Take the lines below beginning at the line that has "millerts: Change them." and stopping after the line that has "millerts: I'm not", and print them exactly as they are, with no other lines.

DATA TO PROCESS –

= Beginning of Section =

PR #39, opened 2016-12-21
Start new Exam

burzum619:
This pull request contains code for starting/initializing a new exam.

In legacy performance code, the entry point for startExam() is TestOpportunityServiceImpl.startTestOpportunity() [line 119] and the original code is found in StudentDLL.T_StartTestOpportunity_SP() [5242]

Starting an existing exam will be implemented in a separate pull request.


service/src/main/java/tds/exam/web/endpoints/ExamController.java
```diff
@@ -62,6 +63,25 @@ public ExamController(ExamService examService) {
         return new ResponseEntity<>(exam, headers, HttpStatus.OK);
     }
 
+    @RequestMapping(value = "/{examId}/start", method = RequestMethod.POST, produces = MediaType.APPLICATION_JSON_VALUE)
+    ResponseEntity<Response<ExamConfiguration>> startExam(@PathVariable final UUID examId) {
+        Response<ExamConfiguration> examConfiguration = examService.startExam(examId);
+
+        if ((examConfiguration.getData().isPresent() && examConfiguration.getData().get().getFailureMessage() != null)
```
burzum619: If we decide to stick the failure data (previously in the ReturnStatus within TestConfig) then this conditional will be simplified.

client/src/main/java/tds/exam/ExamStatusStage.java
```diff
@@ -4,6 +4,7 @@
  * Exam status also has an associated stage.
  */
 public enum ExamStatusStage {
+    INPROGRESS("inprogress"),
```
millerts: Change them.  This was an oversight on my part.

service/src/main/java/tds/exam/services/impl/ExamServiceImpl.java
```diff
@@ -273,6 +276,86 @@ public ExamServiceImpl(ExamQueryRepository examQueryRepository,
         return Optional.empty();
     }
 
+    @Override
+    public Response<ExamConfiguration> startExam(final UUID examId) {
+        ExamConfiguration examConfig = null;
+
+        try {
+            Exam exam = examQueryRepository.getExamById(examId)
+                .orElseThrow(() -> new IllegalArgumentException(String.format("No exam found for id %s", examId)));
```
millerts: I feel this should throw a NotFound exception.

service/src/main/java/tds/exam/services/impl/ExamServiceImpl.java
```diff
@@ -273,6 +276,86 @@ public ExamServiceImpl(ExamQueryRepository examQueryRepository,
...
+
+            /* TestOpportunityServiceImpl [155] No need to go any further, so moving before service calls */
+            if (!exam.getStatus().getStatus().equalsIgnoreCase(ExamStatusCode.STATUS_APPROVED)) {
+                throw new IllegalStateException(String.format("Cannot start exam %s: Exam was not approved.", examId));
```
millerts: I'm not sure an `IllegalStateException` is the proper thing to throw.  Currently, `IllegalStateException` is (or should be) reserved for when the database is in a bad state usually from either manual loading of data or the loader scripts. 

I actually don't think this should throw at all and simply return a validation error.  In my opinion this isn't exceptional.

service/src/main/java/tds/exam/services/impl/ExamServiceImpl.java
```diff
@@ -273,6 +276,86 @@ public ExamServiceImpl(ExamQueryRepository examQueryRepository,
...
+                return new Response<ExamConfiguration>(maybeAccessViolation.get());
+            }
+            /* TestOpportunityServiceImpl [147] */
+            Assessment assessment = assessmentService.findAssessment(exam.getClientName(), exam.getAssessmentKey())
+                .orElseThrow(() -> new IllegalArgumentException(String.format("No assessment found for assessment key '%s'.", exam.getAssessmentKey())));
+
+            TimeLimitConfiguration timeLimitConfiguration =
+                timeLimitConfigurationService.findTimeLimitConfiguration(exam.getClientName(), assessment.getAssessmentId())
+                    .orElseThrow(() ->
+                        new IllegalArgumentException(String.format("No time limit configurations found for clientName '%s' and assessment id '%s'.",
```
millerts: Going along with my earlier comment isn't the only way the `TimeLimitConfiguration` isn't present is if something was configured improperly (either loader or manual loading)?  If so, I think this would be a good use of `IllegalStateException`.

That or we should create our own RuntimeException that `InvalidConfigurationException`.  That may be better than using `IllegalStateException` based on the [description](https://docs.oracle.com/javase/8/docs/api/java/lang/IllegalStateException.html).

service/src/main/java/tds/exam/services/impl/ExamServiceImpl.java
```diff
@@ -273,6 +276,86 @@ public ExamServiceImpl(ExamQueryRepository examQueryRepository,
...
+
+            if (exam.getDateStarted() == null) { // Start a new exam
+                // Initialize the segments in the exam and get the testlength.
+                testLength = initializeExam(exam, assessment);
+            /* StudentDLL [5367] and TestOppServiceImpl [167] */
+                examConfig = ExamConfigurationHelper.getNew(examId, assessment, timeLimitConfiguration, testLength);
+            } else { //Restart the most recent exam
+                //TODO: Start existing opportunity [TDS-350]
+            }
+        } catch (IllegalArgumentException e) {
```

= End of Section =

RESPONSE FOR THIS EXERCISE –
millerts: Change them.  This was an oversight on my part.

service/src/main/java/tds/exam/services/impl/ExamServiceImpl.java
```diff
@@ -273,6 +276,86 @@ public ExamServiceImpl(ExamQueryRepository examQueryRepository,
         return Optional.empty();
     }
 
+    @Override
+    public Response<ExamConfiguration> startExam(final UUID examId) {
+        ExamConfiguration examConfig = null;
+
+        try {
+            Exam exam = examQueryRepository.getExamById(examId)
+                .orElseThrow(() -> new IllegalArgumentException(String.format("No exam found for id %s", examId)));
```
millerts: I feel this should throw a NotFound exception.

service/src/main/java/tds/exam/services/impl/ExamServiceImpl.java
```diff
@@ -273,6 +276,86 @@ public ExamServiceImpl(ExamQueryRepository examQueryRepository,
...
+
+            /* TestOpportunityServiceImpl [155] No need to go any further, so moving before service calls */
+            if (!exam.getStatus().getStatus().equalsIgnoreCase(ExamStatusCode.STATUS_APPROVED)) {
+                throw new IllegalStateException(String.format("Cannot start exam %s: Exam was not approved.", examId));
```
millerts: I'm not sure an `IllegalStateException` is the proper thing to throw.  Currently, `IllegalStateException` is (or should be) reserved for when the database is in a bad state usually from either manual loading of data or the loader scripts. 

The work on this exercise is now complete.